Issue #5504, opened 2015-07-14
Import creates duplicate homepages


DanielStolt:
When importing a recipe on an existing site that contains an item with alias "/", and the recipe contains an item with that same alias, duplicates are created. For other aliases, it seems this is not the case.

sfmskywalker:
Created a PR here: https://github.com/OrchardCMS/Orchard/pull/5556

sfmskywalker:
Fixed with this PR: https://github.com/OrchardCMS/Orchard/pull/5567

PR #5556, opened 2015-07-21
Issue/homepage alias

sfmskywalker:
This PR changes the way the home page is stored in the system by adding a dedicated alias record that can be updated to point to the route that should be the home page.

This means that the alias of the content item being pointed to by the home alias will not change when making that content item the homepage, which solves an issue described in #5504 as well as simplifies the way that we can set something to be the homepage.

This also handles the case where the user may check a content item to become the home page but saves that item as a draft. Performing this action won't update the home alias record, and yet the updated content item will persist the fact that it is promoted to become the homepage - which will happen as soon as it is published.


src/Orchard.Web/Modules/Orchard.Alias/IAliasService.cs
```diff
@@ -23,7 +23,7 @@ public interface IAliasService : IDependency {
 
         IEnumerable<Tuple<string, RouteValueDictionary>> List();
         IEnumerable<Tuple<string, RouteValueDictionary, string>> List(string sourceStartsWith);
-        IEnumerable<VirtualPathData> LookupVirtualPaths(RouteValueDictionary routeValues, System.Web.HttpContextBase HttpContext);
+        IEnumerable<VirtualPathData> LookupVirtualPaths(RouteValueDictionary routeValues, System.Web.HttpContextBase httpContext);
```
sfmskywalker: Just changed the casing from `HttpContext` to `httpContext`.

src/Orchard.Web/Modules/Orchard.Alias/Implementation/Storage/AliasStorage.cs
```diff
@@ -90,7 +90,7 @@ public class AliasStorage : IAliasStorage {
         }
 
         public void Remove(string path) {
-            Remove(x => x.Path == path && x.Source == path);
+            Remove(x => x.Path == path);
```
sfmskywalker: This fixes the issue where you couldn't delete an alias record from the Alias UI anymore.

****

[What the task requires] A single number is the answer here: how many lines of the material contain the string "that"?

[Answer to this problem] 4